In a statement, Chief Judge Bertila Soto said: “We are open to all options that meet the needs of the courts and this community.”
In its corner, MCM has state Rep. Erik Fresen, a Republican lawmaker who signed on as a lobbyist for the contractor. But with at least three major construction projects in the mix, other big players are maneuvering to make a bid, according to people familiar with the process. The Geo Group, a prison-management company in Boca Raton that also builds jails, has signed up procurement lobbyist Luis Gazitua and Ron Book, one of the top lobbyists in Florida.
“There is going to be at least six proposers,” Fresen said after the meeting.
Budget documents last year said it would cost about $330 million to build a new 2,000-bed county jail near the federal detention center off Krome Avenue. Fresen said MCM would propose a 5,000-bed facility there, with another 1,700-bed companion jail to rise next to the county’s existing Turner Guilford Knight Correctional Center jail in Doral. The new civil courthouse proposed to voters carried a $365 million price tag, but there were no cost estimates available Wednesday for redoing the criminal courthouse.
The addition of a major jail construction effort complicates what had been a debate over what to do about the 1928 civil courthouse. Miami-Dade Mayor Carlos Gimenez issued a memo to commissioners this week saying the building does not present any health hazards for workers and visitors, and that chronic leaks at the building should be fixed by next summer.
While judges and the legal industry have portrayed the courthouse situation as a crisis, critics led by school board member Raquel Regalado see the alarm as a way to rush through approval of a new courthouse.

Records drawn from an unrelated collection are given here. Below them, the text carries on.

Issue #212, opened 2019-02-09
Post the CI link to the PR when a CI is started


joyeecheung:
Since human could forget to do this.

From a glance this should probably be done around https://github.com/nodejs/github-bot/blob/a76688e33fc1e274f3d8df35a0571750d0f11b7a/scripts/jenkins-status.js#L45-L49

phillipj:
I'm all for automating all the things!

Think you're right about which lines to hook into.. We just gotta ensure we don't post comments about *all* jobs, called "checks" in GitHub UI (see below). I assume the job we should be filtering on is `node-test-pull-request`, right?

<img width="774" alt="Screen Shot 2019-03-20 at 21 51 06" src="https://user-images.githubusercontent.com/1231635/54718303-7e52b480-4b5a-11e9-9399-39e45f46fb03.png">

joyeecheung:
@phillipj Yes, at least would could start from there.

PR #222, opened 2019-03-21
Improve integration tests for pushing Jenkins statuses

phillipj:
*This is a precursor to fixing #212.*

These changes are primarily done so we can get more reliable integration tests. Previously the incoming requests was responded to, before we knew whether or not the Jenkins status has been successfully pushed to GitHub.

That makes it challenging to know when we can assert what we want to verify in integration tests, as we don't know when the entire operation has finished.

Although the previous approach worked in practise when run in production, it should be just as important to have reliable tests that we can rely on when doing changes going forward.

/cc @nodejs/github-bot

### DIFF
--- a/test/integration/push-jenkins-update.test.js
+++ b/test/integration/push-jenkins-update.test.js
@@ -19,7 +19,10 @@ tap.test('Sends POST requests to https://api.github.com/repos/nodejs/node/status
                   .reply(201)
 
   t.plan(1)
-  t.tearDown(() => prCommitsScope.done() && scope.done())
+  t.tearDown(() => {
+    prCommitsScope.done()
+    scope.done()
+  })
 
   supertest(app)
     .post('/node/jenkins/start')
@@ -40,7 +43,10 @@ tap.test('Allows repository name to be provided with URL parameter when pushing 
                   .reply(201)
 
   t.plan(1)
-  t.tearDown(() => prCommitsScope.done() && scope.done())
+  t.tearDown(() => {
+    prCommitsScope.done()
+    scope.done()
+  })
 
   supertest(app)
     .post('/citgm/jenkins/start')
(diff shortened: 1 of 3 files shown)


test/integration/push-jenkins-update.test.js
```diff
@@ -19,7 +19,10 @@ tap.test('Sends POST requests to https://api.github.com/repos/nodejs/node/status
                   .reply(201)
 
   t.plan(1)
-  t.tearDown(() => prCommitsScope.done() && scope.done())
```
phillipj: The previous approach of testing if network requests had been sent from the bot, via nock scopes, didn't test more then one network request.

That's because we tested all scoped in a one-liner like the above.

It turns out that the above will not invoke the second `scope.done()` (because `.done() returns `undefined`), meaning only the first nock scope (read: outgoing network request) was asserted. By going away from that one-liner and invoking one by one on each line, tests starts to explode.

refack: Why do we have to wait for the `tearDown`?

phillipj: That's a great question!

I don't have a good answer to why it was placed there in the first place to be honest. Seeing it now, it surely would be more intuitive put alongside the bot's response assertion instead, something like;

```diff
-  t.tearDown(() => prCommitsScope.done() && scope.done())

  supertest(app)
    .post('/node/jenkins/start')
    .send(jenkinsPayload)
    .expect(201)
    .end((err, res) => {
+      prCommitsScope.done()
+      scope.done()
       t.equal(err, null)
    })
```

Is that along the lines of what you had in mind too @refack?

refack: Yeah, that _looks_ more "idiomatic" BDD ¯\\_(ツ)_/¯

“Clearly the administration knew that the campaign for the [courthouse] bond was misleading the public by saying that the building was sick,” Regalado, a potential Gimenez challenger in 2016, said in a statement Wednesday.
In her statement, Chief Judge Soto said the leaks continue even as the mayor issued his statement. “Yesterday and today, we’ve had active water leaks due to rain in courtrooms on two floors while court was in session — including the historic courtroom on the 6th floor,” she wrote.